Lexer and parser generators using CTFE (page 9) - D Programming Language Discussion Forum

Forums

New users
- Learn
Community
- General
- Announce
Improvements
- DIP Ideas
- DIP Devel.
Ecosystem
- GDC
- LDC
- Debuggers
- IDEs
- DWT
Development
- Internals
- Issues
- Beta
- DMD
- Phobos
- Druntime
- Study
Turkish
- Genel
- Duyuru

Index » General » Lexer and parser generators using CTFE (page 9)

May 28, 2012

Re: Lexer and parser generators using CTFE

Posted by Jacob Carlborg
in reply to F i L

Jacob Carlborg

Posted in reply to F i L

On 2012-05-27 22:15, F i L wrote:
> I'm not sure I follow all the details of what Andrei's suggesting and
> what's being talked about here, this parser/lexer stuff is still very
> new to me, so this may be a bit off-topic. However, I thought I'd weigh
> in on something I was very impressed with about the Nimrod language's
> direct AST access/manipulation.
>
> Nim has a "template" which is very much like D's mixin templates, example:
>
> # Nim
> template foo(b:string) =
> var bar = b
>
> block main:
> foo("test")
> assert(bar == "test")
>
> and the equivalent in...
>
> // D
> mixin template foo(string b) {
> auto bar = b;
> }
>
> void main() {
> mixin foo("test");
> assert(bar == "test");
> }
>
> which is all very straight forward stuff, the cool part comes with Nim's
> macro's. Nim has a two unique types: expr & stmt (expression &
> statement). They're direct AST structures which can be passed to
> template/macro procedures and arbitrarily mutated. Example:
>
> macro foo(s:stmt): stmt =
> result = newNimNode(nnkStmtList)
> for i in 1 .. s.len-1:
> var str = s[i].toStrLit()
> result.add(newCall("echo", str))
>
> block main:
> foo:
> bar
> baz
>
> the above code prints:
> "
> bar
> baz
> "
>
> **Some notes: result is what's returned, and the reason you can use
> "foo" with a statement body is because any macro/template who's last
> parameter is type 'stmt' can be called with block semantics; similar to
> how UFCS works with the first parameter.**
>
> The above *might* look like the following in D:
>
> macro foo(ASTNode[] stmts...) {
> ASTNode[] result;
> foreach (s; stmts) {
> auto str = s.toASTString();
> result ~= new ASTCall!"writeln"(str);
> }
> return result;
> }
>
> void main() {
> foo {
> bar;
> baz;
> }
> }
>
> This kind of direct AST manipulation + body semantics opens the doors
> for a lot of cool things. If you read through Nim's lib documentation
> you'll notice many of the "language" features are actually just Library
> procedures in the defaultly included system module. Which is great
> because contributions to the *language* can be made very easily. Also,
> the infrastructure to read/write AST is no-doubt immensely useful for
> IDE support and other such dev tools.
>
> I'm not a huge fan of everything in Nimrod, but this is something they
> definitely got right, and I think D could gain from their experience.

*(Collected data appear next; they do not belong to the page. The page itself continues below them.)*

PR #2109, opened 2022-10-03
[SG-666][SG-667] Email is not prefilled and username isn't generated automatically

LRNcardozoWDF:
## Type of change
- [X] Bug fix
- [ ] New feature development
- [ ] Other

## Objective
With this changes email is now prefilled when selecting Plus Adressed Email username type, the username is generated automatically upon navigation and if the chosen item has an URI we pass it correctly as a field for Plus Adressed Email or Catch-all Email username types.

## Code changes
* **GeneratorPageViewModel.cs:** Now we fetch the user's email and generate automatically the username for all username types except UsernameType.ForwardedEmailAlias.
* **CipherAddEditPageViewModel.cs:** Fixed the field sent to the generator page.

## Before you submit


src/App/Pages/Vault/CipherAddEditPageViewModel.cs
```diff
@@ -605,6 +605,8 @@ public async Task GenerateUsernameAsync()
                 return;
             }
 
+            var website = (bool)(Cipher?.Login?.HasUris) ? Cipher?.Login?.Uris[0].Host : null;
```
fedemkr, line 608: If `Cipher` or `Login` is `null` then when you cast it to `bool` it will throw an exception, so it should be something like:
```c#
var website = (Cipher?.Login?.HasUris ?? false) ? Cipher.Login.Uris[0].Host : null;
```
or another even better way:
```c#
var website = Cipher?.Login?.Uris?.FirstOrDefault()?.Host;
```

src/App/Pages/Generator/GeneratorPageViewModel.cs
```diff
@@ -564,26 +567,28 @@ public bool IncludeNumberRandomWordUsername
 
         public UsernameEmailType PlusAddressedEmailTypeSelected
         {
-            get => _plusAddressedEmailTypeSelected;
```
fedemkr, line 567: Remove the field given that it's no longer used

src/App/Pages/Generator/GeneratorPageViewModel.cs
```diff
@@ -564,26 +567,28 @@ public bool IncludeNumberRandomWordUsername
...
-                    SaveUsernameOptionsAsync(false).FireAndForget();
+                    TriggerPropertyChanged(nameof(PlusAddressedEmailTypeSelected));
+                    SaveUsernameOptionsAsync().FireAndForget();
                 }
             }
         }
 
         public UsernameEmailType CatchAllEmailTypeSelected
         {
-            get => _catchAllEmailTypeSelected;
```
fedemkr, line 580: Remove the field given that it's no longer used

fedemkr (changes requested):

src/App/Pages/Generator/GeneratorPageViewModel.cs
LRNcardozoWDF: Field removed.

src/App/Pages/Generator/GeneratorPageViewModel.cs
LRNcardozoWDF: Field removed.

src/App/Pages/Vault/CipherAddEditPageViewModel.cs
LRNcardozoWDF: Fixed with second suggestion, thank you for your help.

PR #2288, opened 2023-01-11
[EC-469] Improve ApiException message

fedemkr:
## Type of change
- [ ] Bug fix
- [ ] New feature development
- [ ] Other

## Objective

Improve `ApiException` so that we can log an enhanced message with the errors provided by the Server instead of just "An API error has occurred"

### Format that will be displayed

**With `ValidationErrors`:**

{Http status code number} {Http status code string}. [{key1}]:{validation11}; {validation12}; {validation13} ...
[{key2}]: {validation21}; {validation22}; {validation23} ...
[{key3}]:{validation31}; {validation32}; {validation33} ...
...

**Without `ValidationErrors`:**

{Http status code number} {Http status code string}. {Message}

**Examples:**

404 Bad Request. []: Premium status is required

404 Bad Request. [Token]: Invalid token

404 Bad Request. []: User verification failed
["MasterPassword"]: Invalid password

and if no `ValidationErrors` are there but there is a `Message` we should get something like:

403 Forbidden. You have no access to this resource

## Code changes

* **ApiException:** Override `Message` to use `GetFullMessage()` of the `Error` if possible or default to its base message
* **ErrorResponse:** Added `GetFullMessage()` method that produces a string message based on its inner `Message` and `ValidationErrors`

## Before you submit

### DIFF
--- a/src/Core/Exceptions/ApiException.cs
+++ b/src/Core/Exceptions/ApiException.cs
@@ -16,5 +16,7 @@ namespace Bit.Core.Exceptions
         }
 
         public ErrorResponse Error { get; set; }
+
+        public override string Message => Error?.GetFullMessage() ?? base.Message;
     }
 }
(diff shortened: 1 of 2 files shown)


andrebispo5 (approved):
Looks good.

This is a very cool feature of Nimrod. It allows to move several language features to the library.

* synchronized
* scope
* foreach (possibly)

-- 
/Jacob Carlborg

May 28, 2012

Re: Lexer and parser generators using CTFE

Posted by Philippe Sigaud
in reply to John Belmonte

Philippe Sigaud

Posted in reply to John Belmonte

On Sun, May 27, 2012 at 11:13 PM, John Belmonte <john@neggie.net> wrote:
> I'm wondering if people have seen LPeg.  It's a Lua library, but the design is interesting in that patterns are first class objects which can be composed with operator overloading.
>
> http://www.inf.puc-rio.br/~roberto/lpeg/

This is exactly the approach followed by C++ Boost::Spirit, with halas the limitations from Algol-language operators and precedence: no postfix '*' (Kleene Star) operator. It seems that lpeg has the same problem.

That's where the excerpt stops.